Na trasie z Trinidadu i Tobago do Boliwii nie ma bezpośredniego połączenia
Najkrótsze loty z przesiadką trwają ok. 14 h 8 min.
Język urzędowy: hiszpański
Strefa czasowa: UTC -4
Waluta: Boliviano (BOB)
Jest tu najwyżej położony stadion piłkarski na świecie. Na wysokości 3600 m n.p.m. reprezentacja Boliwii rozgrywa mecze międzynarodowe. FIFA zabrania gry powyżej 3000 m, ale dla tego stadionu zrobiła wyjątek.
Nazwa osady istniejącej wieki temu w miejscu dzisiejszego La Paz, Chuquiago, oznacza złotą farmę. Odnosi się do złota, które w tym miejscu było wydobywane przez Indian Ayamara.
Turyści potrzebują trochę czasu, by przywyknąć do warunków panujących w Andach. La Paz znajduje się na wysokości od 3200 do 4200 m n.p.m. Powoduje to soroche - chorobę wysokościową, która może doskwierać w pierwszych dniach.

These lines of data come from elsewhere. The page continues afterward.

Issue #7523, opened 2023-09-22
Check for undefined in vertical flyout layout function


rachel-fenichel:
### Check for duplicates

- [X] I have searched for similar issues before opening a new one.

### Description

In [`layout_`](https://github.com/google/blockly/blob/osd/core/flyout_vertical.ts#L227) in `flyout_vertical.ts` we access the block with `const block = item.block`. The result is nullable, so all later uses of `block` have to have a [non-null assertion](https://www.typescriptlang.org/docs/handbook/2/everyday-types.html#non-null-assertion-operator-postfix-)

To fix:
- Check whether `block` is `undefined` after setting `const block = item.block`.
- `continue` if `block` doesn't exist.
- Remove `!` from after the remaining uses of `block` within the for loop.

Related to https://github.com/google/blockly/issues/7522

To get set up for this issue:
- Run `npm install` from the root of the repository.
- Run `npm run build` from the root of the repository.
- Run `npm run start` from the root of the repository to launch the test playground.

ivalkshfoeif:
Hi @rachel-fenichel, I'd like to work on this issue!

rashmi29:
Hi @rachel-fenichel , I would like to work on this issue. Could you please assign it to me?

11aparna91:
Hi @rachel-fenichel , I would like to work on this issue.

rachel-fenichel:
Hi all, and thanks for your interest! This is being worked on in the `blockly-elephant` breakout room.

PR #7535, opened 2023-09-22
fix : Check for undefined in vertical flyout layout function#7523

patelb268:
## The basics

- [X ] I [validated my changes](https://developers.google.com/blockly/guides/contribute/core#making_and_verifying_a_change)

## The details
In [layout_](https://github.com/google/blockly/blob/osd/core/flyout_vertical.ts#L227) in flyout_vertical.ts we access the block with const block = item.block. The result is nullable 

### Resolves
so all later uses of block have to have a [non-null assertion]

Fixes 
[Check for undefined in vertical flyout layout function#7523](https://github.com/google/blockly/issues/7523)
### Proposed Changes

Check whether block is undefined after setting const block = item.block.
continue if block doesn't exist.
Remove ! from after the remaining uses of block within the for loop.

### DIFF
--- a/core/flyout_vertical.ts
+++ b/core/flyout_vertical.ts
@@ -233,6 +233,9 @@ export class VerticalFlyout extends Flyout {
     for (let i = 0, item; (item = contents[i]); i++) {
       if (item.type === 'block') {
         const block = item.block;
+        if(block == undefined || block == null){
+          continue;
+        }
         const allBlocks = block!.getDescendants(false);
         for (let j = 0, child; (child = allBlocks[j]); j++) {
           // Mark blocks as being inside a flyout.  This is used to detect and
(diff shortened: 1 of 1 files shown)


core/flyout_vertical.ts
```diff
@@ -233,22 +233,25 @@ export class VerticalFlyout extends Flyout {
     for (let i = 0, item; (item = contents[i]); i++) {
       if (item.type === 'block') {
         const block = item.block;
+        if(block == undefined || block == null){
```
maribethb, line 236: You can simplify this line to just:

`if (block) {`

maribethb (changes requested):
Hi @patelb268,

Thank you for opening this pull request! It needs just a few things before it's ready to merge:
- Follow the google-cla bot's instructions to sign our CLA and refresh the check
- Address the comment left in the PR review below
- Run `npm run format` to automatically format the code to pass the rest of the CI checks

After that, things should be ready to merge! Thank you for your contribution!

maribethb:
Hi Prayag, another contributor also fixed this issue and we've merged that one. Sorry for the mixup, and thanks for the PR. I hope you enjoyed OSD!

PR #7536, opened 2023-09-22
fix: non-nullable check for block variable and removed ! in layout_ 

### LINKED ISSUE #7523: Check for undefined in vertical flyout layout function

rashmi29:
## The basics

### Resolves

Fixes #7523 

### Proposed Changes

- Check whether block is undefined after setting const block = item.block.
- continue if block doesn't exist.
- Remove ! from after the remaining uses of block within the for loop.

### Reason for Changes

Non nullable check was not present in code. That might break the code when variable has no value assigned.

### Test Coverage

I did npm run and tested all the buttons before and after and checked the entire functionality after my change.

### Documentation

No documentation required

### DIFF
--- a/core/flyout_vertical.ts
+++ b/core/flyout_vertical.ts
@@ -233,7 +233,7 @@ export class VerticalFlyout extends Flyout {
     for (let i = 0, item; (item = contents[i]); i++) {
       if (item.type === 'block') {
         const block = item.block;
-        if (block == null) {
+        if (!block) {
           continue;
         }
         const allBlocks = block.getDescendants(false);
--- a/core/flyout_vertical.ts
+++ b/core/flyout_vertical.ts
@@ -233,7 +233,7 @@ export class VerticalFlyout extends Flyout {
     for (let i = 0, item; (item = contents[i]); i++) {
       if (item.type === 'block') {
         const block = item.block;
-        if(block == undefined || block == null) {
+        if (block == undefined || block == null) {
           continue;
         }
         const allBlocks = block.getDescendants(false);
--- a/core/flyout_vertical.ts
+++ b/core/flyout_vertical.ts
@@ -233,29 +233,32 @@ export class VerticalFlyout extends Flyout {
     for (let i = 0, item; (item = contents[i]); i++) {
       if (item.type === 'block') {
         const block = item.block;
-        const allBlocks = block!.getDescendants(false);
+        if(block == null || block == undefined) {
+          continue;
+        }
+        const allBlocks = block.getDescendants(false);
         for (let j = 0, child; (child = allBlocks[j]); j++) {
           // Mark blocks as being inside a flyout.  This is used to detect and
           // prevent the closure of the flyout if the user right-clicks on such
           // a block.
           child.isInFlyout = true;
         }
-        const root = block!.getSvgRoot();
-        const blockHW = block!.getHeightWidth();
-        const moveX = block!.outputConnection
+        const root = block.getSvgRoot();
+        const blockHW = block.getHeightWidth();
+        const moveX = block.outputConnection
           ? cursorX - this.tabWidth_
           : cursorX;
-        block!.moveBy(moveX, cursorY);
+        block.moveBy(moveX, cursorY);
 
         const rect = this.createRect_(
-          block!,
+          block,
           this.RTL ? moveX - blockHW.width : moveX,
           cursorY,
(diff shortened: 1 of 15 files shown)


rachel-fenichel:
Thanks for grabbing this issue!

Next steps:
- Run `npm run format` to fix some formatting issues and commit
- Sign the CLA, following the instructions from the bot above

I'll keep an eye on this PR and approve workflow runs as needed.

core/flyout_vertical.ts
```diff
@@ -233,29 +233,32 @@ export class VerticalFlyout extends Flyout {
     for (let i = 0, item; (item = contents[i]); i++) {
       if (item.type === 'block') {
         const block = item.block;
-        const allBlocks = block!.getDescendants(false);
+        if(block == undefined || block == null) {
```
rachel-fenichel, line 236: This can be just `if (block) {`

rachel-fenichel (changes requested):

core/flyout_vertical.ts
```diff
@@ -233,29 +233,32 @@ export class VerticalFlyout extends Flyout {
     for (let i = 0, item; (item = contents[i]); i++) {
       if (item.type === 'block') {
         const block = item.block;
-        const allBlocks = block!.getDescendants(false);
+        if (block == undefined || block == null) {
```
rachanavishwanath, line 236: please squash your commits

rachanavishwanath, line 236: This check is redundant, block == null checks both null and undefined. We would both checks with strict equality i.e. block === undefined || block === null

rachel-fenichel: In this case `if (block)` will do fine, because we aren't trying to distinguish between the two cases.

rashmi29: If I just add if (block) than it shows "'block' is possibly 'undefined'." error. So, I added condition if (block == null) as suggested by rachna.

rachel-fenichel:
Hi @rashmi29,

I'm signing off for the weekend but I will take a look again on Monday. Thanks again for contributing, and have a great Grace Hopper if you're attending!

humera811:
nit: In the description section under `Resolves` you can add a link to the issue
```
  Resolves 
            fixes #7523 : Check for undefined in vertical flyout layout function 
```

core/flyout_vertical.ts
```diff
@@ -233,29 +233,32 @@ export class VerticalFlyout extends Flyout {
...
+        if (block == null) {
+          continue;
+        }
+        const allBlocks = block.getDescendants(false);
         for (let j = 0, child; (child = allBlocks[j]); j++) {
           // Mark blocks as being inside a flyout.  This is used to detect and
           // prevent the closure of the flyout if the user right-clicks on such
           // a block.
           child.isInFlyout = true;
         }
```
humera811, line 245: Suggestion:
```
if (block) {
          const allBlocks = block.getDescendants(false);
          for (let j = 0, child; (child = allBlocks[j]); j++) {
            // Mark blocks as being inside a flyout.  This is used to detect and
            // prevent the closure of the flyout if the user right-clicks on such
            // a block.
            child.isInFlyout = true;
          }
```
or we could also do 
```
if (!block) continue;
const allBlocks = block.getDescendants(false);
      for (let j = 0, child; (child = allBlocks[j]); j++) {
        // Mark blocks as being inside a flyout. This is used to detect and
        // prevent the closure of the flyout if the user right-clicks on such
        // a block.
        child.isInFlyout = true;
      }
```

maribethb (approved):
Looks great! Thank you so much for the PR!

PR #7537, opened 2023-09-22
fix: non-nullable check for block variable and removed ! in layout_ #7522

### LINKED ISSUE #7522: Check for undefined in horizontal flyout layout function
### Check for duplicates

### Description

In [`layout_`](https://github.com/google/blockly/blob/osd/core/flyout_horizontal.ts#L258) in `flyout_horizontal.ts` we access the block with `const block = item.block`. The result is nullable, so all later uses of `block` have to have a [non-null assertion](https://www.typescriptlang.org/docs/handbook/2/everyday-types.html#non-null-assertion-operator-postfix-)

To fix:
- Check whether `block` is `undefined` after setting `const block = item.block`.
- `continue` if `block` doesn't exist.
- Remove `!` from after the remaining uses of `block` within the for loop.

To get set up for this issue:
- Run `npm install` from the root of the repository.
- Run `npm run build` from the root of the repository.
- Run `npm run start` to launch the test playground.

priya-rjb:
## The basics

### Resolves

Fixes #7522 https://github.com/google/blockly/issues/7522

### Proposed Changes

Fixes flyout_horizontal.ts In [layout_] where we access the block with const block = item.block. The result was nullable, so all later uses of block have to have a [non-null assertion].
Screen Shot 2023-09-22 at 18 30 45

### Reason for Changes

To avoid writing the non-null assertion, to present the horizontal bar with the categories(blocks) in an appropriate manner. 

### Test Coverage

We changed the variable horizontalLayout to true in playground.html to test the changes.

### Documentation

We recommend updating the test coverage documentation in playground.html.

### DIFF
--- a/core/flyout_horizontal.ts
+++ b/core/flyout_horizontal.ts
@@ -267,11 +267,11 @@ export class HorizontalFlyout extends Flyout {
     for (let i = 0, item; (item = contents[i]); i++) {
       if (item.type === 'block') {
         const block = item.block;
-        // CHANGE: Checked whether block is undefined:
-        if (typeof block === "undefined") {
+
+        if (block === undefined || block === null) { {
           continue;
         }
-        // CHANGE: Removed ! from after the remaining uses of block within the for loop.
+
         const allBlocks = block.getDescendants(false);
 
         for (let j = 0, child; (child = allBlocks[j]); j++) {
--- a/core/flyout_horizontal.ts
+++ b/core/flyout_horizontal.ts
@@ -268,7 +268,7 @@ export class HorizontalFlyout extends Flyout {
       if (item.type === 'block') {
         const block = item.block;
 
-        if (block === undefined || block === null) { {
+        if (block === undefined || block === null) {
           continue;
         }
 
--- a/core/flyout_horizontal.ts
+++ b/core/flyout_horizontal.ts
@@ -267,29 +267,35 @@ export class HorizontalFlyout extends Flyout {
     for (let i = 0, item; (item = contents[i]); i++) {
       if (item.type === 'block') {
         const block = item.block;
-        const allBlocks = block!.getDescendants(false);
+        //CHANGE: Checked whether block is undefined:
+        if (typeof block === "undefined") {
+          continue;
+        }
+        //CHANGE: Removed ! from after the remaining uses of block within the for loop.
+        const allBlocks = block.getDescendants(false);
+
         for (let j = 0, child; (child = allBlocks[j]); j++) {
           // Mark blocks as being inside a flyout.  This is used to detect and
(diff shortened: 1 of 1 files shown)


yuchiiii:
Hi Priya! I tried running prettier and changed the double quotes of undefined in the if statement should work.
Screen Shot 2023-09-22 at 4 19 20 PM

yuchiiii:
Also, our pull request title should be in this format. Thank you very much for revising this!!
Screen Shot 2023-09-22 at 4 16 40 PM

core/flyout_horizontal.ts
```diff
@@ -267,29 +267,35 @@ export class HorizontalFlyout extends Flyout {
     for (let i = 0, item; (item = contents[i]); i++) {
       if (item.type === 'block') {
         const block = item.block;
-        const allBlocks = block!.getDescendants(false);
+        // CHANGE: Checked whether block is undefined:
+        if (typeof block === "undefined") {
```
johnnesky, line 271: This will work if block is undefined, but if block is null then this won't catch it. Just to be safe, I recommend using:

if (block === undefined || block === null) {

core/flyout_horizontal.ts
```diff
@@ -267,29 +267,35 @@ export class HorizontalFlyout extends Flyout {
...
+          continue;
+        }
+        // CHANGE: Removed ! from after the remaining uses of block within the for loop.
```
johnnesky, line 274: You don't need to describe code changes as comments in the code. Just describe what the code does as you've written it. Any such comments will continue to exist after your code is merged and should describe the code as it currently exists, not how it differs from previous versions.

johnnesky (changes requested):

core/flyout_horizontal.ts
yuchiiii: Hi John, could you please also grant me the access to push code? Thank you very much!

johnnesky (approved):

core/flyout_horizontal.ts
```diff
@@ -267,29 +267,35 @@ export class HorizontalFlyout extends Flyout {
     for (let i = 0, item; (item = contents[i]); i++) {
       if (item.type === 'block') {
         const block = item.block;
-        const allBlocks = block!.getDescendants(false);
+
+        if (block === undefined || block === null) { {
```
johnnesky, line 271: This PR isn't passing tests right now, and I suspect this double opening curly brace after the "if" may be the culprit!

johnnesky (changes requested):

johnnesky (approved):

johnnesky:
Excellent, thanks for your hard work!

PR #8533, opened 2024-08-16
fix: Detect if deleting shadow block affects selection highlight

johnnesky:
## The basics

### Resolves

Partially addresses: https://github.com/google/blockly-samples/issues/2426

### Proposed Changes

Detects whether deleting a block would delete the currently selected block, and if so, deselects it *before* severing connections.

### Reason for Changes

When a shadow block is selected, an ancestor of that block receives a visual highlight. If the shadow block is then deleted (e.g. because it was replaced with a real block via the shadow block converter plugin), then the highlighted block no longer has any relationship to any selected block. That highlight should go away, but currently it persists and may continue to persist while making further changes to the selection.

Note that `Block.dispose()` severs a connection, and `Block.disposeInternal()` also severs connections, so we need to determine whether any parent block needs to be updated before this happens. The subclass `BlockSvg` overrides these methods, so I chose to perform the detection and resolution in `BlockSvg.dispose()`.

### Test Coverage

Existing tests pass. I added new  tests for the new features.

### Documentation

N/A

### Additional Information

I think it feels unintuitive that, when using the shadow block converter plugin and the user edits a shadow block, the current selection gets cleared. As far as the user is concerned, nothing appears to have been deleted (since the real clone of the shadow block seamlessly replaces the shadow block) so it's weird that editing a field of a shadow block deselects the selection.

I propose that we fix this in the shadow block converter plugin by transferring the selection to the new real clone of the selected shadow block after replacing it. Since that's in the samples repo, it would have to be a separate PR. In the meantime, the shadow block converter plugin is already broken and I don't think this PR makes it worse.

### DIFF
--- a/core/block.ts
+++ b/core/block.ts
@@ -319,9 +319,18 @@ export class Block implements IASTNodeLocation {
     }
   }
 
-  descendsFrom(other: Block): boolean {
-    if (this === other) return true;
-    return this.getParent()?.descendsFrom(other) ?? false;
+  /**
+   * Returns true if this block is the same block as the given block or contains
+   * the provided block as a descendent.
+   *
+   * @param other the other block to compare to.
+   */
+  contains(other: Block | null): boolean {
+    while (other !== null) {
+      if (other === this) return true;
+      other = other.parentBlock_;
+    }
+    return false;
   }
 
   /**
--- a/core/block.ts
+++ b/core/block.ts
@@ -319,6 +319,11 @@ export class Block implements IASTNodeLocation {
     }
   }
 
+  descendsFrom(other: Block): boolean {
+    if (this === other) return true;
+    return this.getParent()?.descendsFrom(other) ?? false;
+  }
+
   /**
    * Dispose of this block.
    *
--- a/core/block.ts
+++ b/core/block.ts
@@ -320,20 +320,6 @@ export class Block implements IASTNodeLocation {
   }
 
   /**
-   * Returns true if this block is the same block as the given block or contains
-   * the provided block as a descendent.
-   *
-   * @param other the other block to compare to.
-   */
-  contains(other: Block | null): boolean {
-    while (other !== null) {
-      if (other === this) return true;
-      other = other.parentBlock_;
-    }
-    return false;
-  }
-
-  /**
    * Dispose of this block.
    *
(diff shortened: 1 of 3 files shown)


core/block.ts
```diff
@@ -319,6 +319,20 @@ export class Block implements IASTNodeLocation {
     }
   }
 
+  /**
+   * Returns true if this block is the same block as the given block or contains
+   * the provided block as a descendent.
```
BeksOmega, line 324: Can you comment here that this includes all next blocks? People are easily confused about descendants vs children.

BeksOmega (approved):
Looks lovely, just one docs addition =)

Thank you for the beautiful tests!

core/block.ts
johnnesky: Actually, that reminds me: the intent of this PR is to detect whether the selected block would get deleted if another block is deleted, but the next blocks of the originally deleted block do NOT get deleted (and the associated stack gets "healed"). I want to include the next blocks of inputs, but not the next blocks in the same stack as the deleted block. So this implementation probably isn't exactly right?

BeksOmega: Hmm my instinct is that it's not actually possible to run into that case since this is specifically a problem for shadow blocks being selected while highlighting another block, and you can't have non-shadows attached to shadows, so no healing would occur.

Basically the healing case is incompatible with the shadow selection case, iiuc. But it's a bit complex so I'm not 100%

johnnesky: On the other hand, if the deleted block comes between the selected shadow block and its highlighted ancestor, then deleting the block could sever the connection even if the selected block itself did not get deleted in the process. In which case, technically I think we should remove the highlight, delete the block and its inputs, then re-highlight an appropriate ancestor of the selected shadow block based on the new stack arrangement?

BeksOmega: Is it possible for the deleted block to come between the selected shadow block and its ancestor and the selected shadow block not get deleted?

johnnesky: Yeah, maybe I'm overthinking it.

However, I decided to remove the new `contains` function that I added, and manually inlined it into the one place I was using it. I figured it wasn't worth adding a new public function to the API that may be confusing and would need to be maintained indefinitely.

Issue #8327, opened 2024-07-11
Remove the `blocklyMenuItemHighlight` CSS class and use the `hover` CSS selector instead


BeksOmega:
1. Remove the `blocklyMenuItemHighlight` CSS class from the [menu item](https://github.com/google/blockly/blob/f8025a1bdd12025ecb8830159509148ff27ad3c8/core/menuitem.ts#L73).
2. Use the [`:hover` CSS pseudo class](https://developer.mozilla.org/en-US/docs/Web/CSS/:hover) in [`css.ts`](https://github.com/google/blockly/blob/f8025a1bdd12025ecb8830159509148ff27ad3c8/core/css.ts#L481).

This change should be made against the `rc/v12.0.0` branch. This should be marked as a breaking change.

To work on this issue, comment below asking to be assigned.

Arun-cn:
I like to work on this issue

BeksOmega:
Go for it @Arun-cn =) Let me know if you have any questions!

Arun-cn:
Please inform me if any changes are required. Additionally, provide more context. Answer the question of why that change is necessary.

gonfunko:
Fixed by #8536.

PR #8536, opened 2024-08-19
fix!: Remove the blocklyMenuItemHighlight CSS class and use the hover

Arun-cn:
## The basics

### Resolves

Fixes Remove blocklyMenuItemHighlight CSS class and use :hover CSS selector #8327 

### Proposed Changes
Remove the blocklyMenuItemHighlight CSS class from the [menu item](https://github.com/google/blockly/blob/f8025a1bdd12025ecb8830159509148ff27ad3c8/core/menuitem.ts#L73).
Use the [:hover CSS pseudo class](https://developer.mozilla.org/en-US/docs/Web/CSS/:hover) in [css.ts](https://github.com/google/blockly/blob/f8025a1bdd12025ecb8830159509148ff27ad3c8/core/css.ts#L481).

### DIFF
--- a/core/css.ts
+++ b/core/css.ts
@@ -445,6 +445,10 @@ input[type=number] {
   cursor: inherit;
 }
 
+.blocklyMenuItem:hover {
+  background-color: rgba(0,0,0,.1);
+}
+
 /* State: hover. */
 .blocklyMenuItemHighlight {
   background-color: rgba(0,0,0,.1);
--- a/core/css.ts
+++ b/core/css.ts
@@ -449,11 +449,6 @@ input[type=number] {
   background-color: rgba(0,0,0,.1);
 }
 
-/* State: hover. */
-.blocklyMenuItemHighlight {
-  background-color: rgba(0,0,0,.1);
-}
-
 /* State: selected/checked. */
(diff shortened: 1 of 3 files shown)


core/menuitem.ts
```diff
@@ -185,15 +183,6 @@ export class MenuItem {
    */
   setHighlighted(highlight: boolean) {
```
BeksOmega, line 184: Can you actually delete this method entirely? It's internal and `this.highlight` is private, so removing it isn't a breaking change =)

BeksOmega (changes requested):
This looks much better! Just one fix then should be gtg =) Thank you for your continued work on this!

core/css.ts
```diff
@@ -445,6 +445,10 @@ input[type=number] {
   cursor: inherit;
 }
 
+.blocklyMenuItem:hover {
+  background-color: rgba(0,0,0,.1);
+}
+
 /* State: hover. */
```
BeksOmega, line 452: Sorry I missed this, could you delete this CSS as well?

BeksOmega (approved):
One last fix then LGTM!

BeksOmega:
Thank you again for all of your work on this!

Issue #8225, opened 2024-06-20
Issue with mirroring workspace


QuirkyCort:
### Check for duplicates

- [X] I have searched for similar issues before opening a new one.

### Description

When all mirroring events from one workspace to another, I expect both workspaces to be identical. But when an "else if" is added to an "if" block, it is possible for the two workspace to differ.

The problem can be reproduced on https://google.github.io/blockly-samples/examples/mirror-demo/, and I have also verified it on my own application where I can confirmed that all events are being mirrored.

### Reproduction steps

1. Open https://google.github.io/blockly-samples/examples/mirror-demo/
2. Add an "if" block.
3. Add an "else" to the "if" block.
4. Add a "print" under the "else".
5. Add an "else if" to the "if" block.
6. The "print" remains under the "else" in the first workspace, but is disconnected in the second workspace.

maribethb:
fwiw this occurs in both v11.0.0 and v11.1.1 so it's not related to the disappearing input blocks.

cpcallen:
See also #7950.

cpcallen:
## Root cause analysis (part I)

Initially I knew the following (true) facts:

* When a `BlockChange` change is replayed in the secondary workspace, [`BlockChange.prototype.run`](https://github.com/google/blockly/blob/9a0619aa2a94d0acdccbac55b0d765f9b54e15b4/core/events/events_block_change.ts#L163) handles replaying `mutation`-element events by calling `loadExtraState` on the block.
* The implementation `CONTROLS_IF_MUTATOR_MIXIN.loadExtraState` calls `this.updateShape_()`.
* `CONTROLS_IF_MUTATOR_MIXIN.updateShape_` does not saving and restoring connections, unlike its sibling `.rebuildShape_`.

It therefore seemed logical that the solution would be to have `loadExtraState` instead call `this.rebuildShape_()` instead.

[...]

PR #8538, opened 2024-08-20
refactor(events): Introduce and use event type predicates

cpcallen:
## The basics

### Proposed Changes

* Introduce predicates for testing `Abstract` event subclasses based on their `.type` properties.  These are useful because there are places where it is not possible to use `instanceof <ClassConstructor>` tests for type narrowing due to load ordering issues that would be caused by the need to `import` (rather than just `import type`) the class
constructors in question.

* Simplify several sections of code by using these type predicates for type narrowing, and thereby avoiding the need for explicit casts.

### Reason for Changes

Cleanup and preparation for fixing #8225 et al.

### Test Coverage

* Passes `npm test`.
* Trashcan behaviour has been tested manually to ensure refactor has not broken anything.

### Additional Information

The type predicates are not currently reexported from `core/blockly.ts`.  This could be done by adding suitable `export … from …` statements to `core/events/events.ts`, but I've opted not to do this until there is a good reason to: in most cases it is probably preferable that code use `e instanceof EventClass` rather than `isEventClass(e)`, since the former is a stricter and less easily subverted type check, and code outside of `core/` can always access the event constructors without any cyclic `import` issues.

### DIFF
--- a/core/bump_objects.ts
+++ b/core/bump_objects.ts
@@ -13,7 +13,7 @@ import type {BlockMove} from './events/events_block_move.js';
 import type {CommentCreate} from './events/events_comment_create.js';
 import type {CommentMove} from './events/events_comment_move.js';
 import type {CommentResize} from './events/events_comment_resize.js';
-import type {ViewportChange} from './events/events_viewport.js';
+import {isViewportChange} from './events/predicates.js';
 import {BUMP_EVENTS, EventType} from './events/type.js';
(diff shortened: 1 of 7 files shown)


cpcallen:
> lgtm once you fix lint and formatting

Yeah: since I set up auto-sorting of imports, and this by default removes unused imports, any remaining unused imports now trigger both lint _and_ format failures.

Miasto w Boliwii, założone w 1548 roku jako Ciudad de Nuestra Señora de la Paz w miejscu, gdzie znajdowała się osada Indian, Chuquiago. Dzisiaj powszechnie używa się skróconej nazwy - La Paz. Pełni rolę stolicy - to tutaj, nie w Sucre, zbudowano siedziby prezydenta, rządu oraz parlamentu.
W dolinie rzeki znajdują się reprezentacyjne dzielnice z eleganckimi domami. Im wyżej, tym architektura jest mniej wyszukana, ale spacer krętymi uliczkami coraz ciekawszy. Mieszkańcy La Paz często korzystają z kolejki linowej, która pomaga pokonywać duże wzniesienia. W centrum miasta bez problemu znajdziesz jej stacje.
Jeśli dopiero planujesz podróż, do La Paz wybierz się w maju lub czerwcu. Organizowane jest tu wtedy wielkie święto - Fiesta del Gran Poder, czyli Festiwal Wielkiej Mocy - połączenie tradycji i wierzeń ludu Aymaran z religią katolicką. Ulice wypełniają roztańczeni i uśmiechnięci ludzie, w tym również grupy taneczne. Ich kostiumy nawiązują do lokalnych legend oraz wydarzeń historycznych. Tłum pokonuje mierzącą blisko 6 km trasę.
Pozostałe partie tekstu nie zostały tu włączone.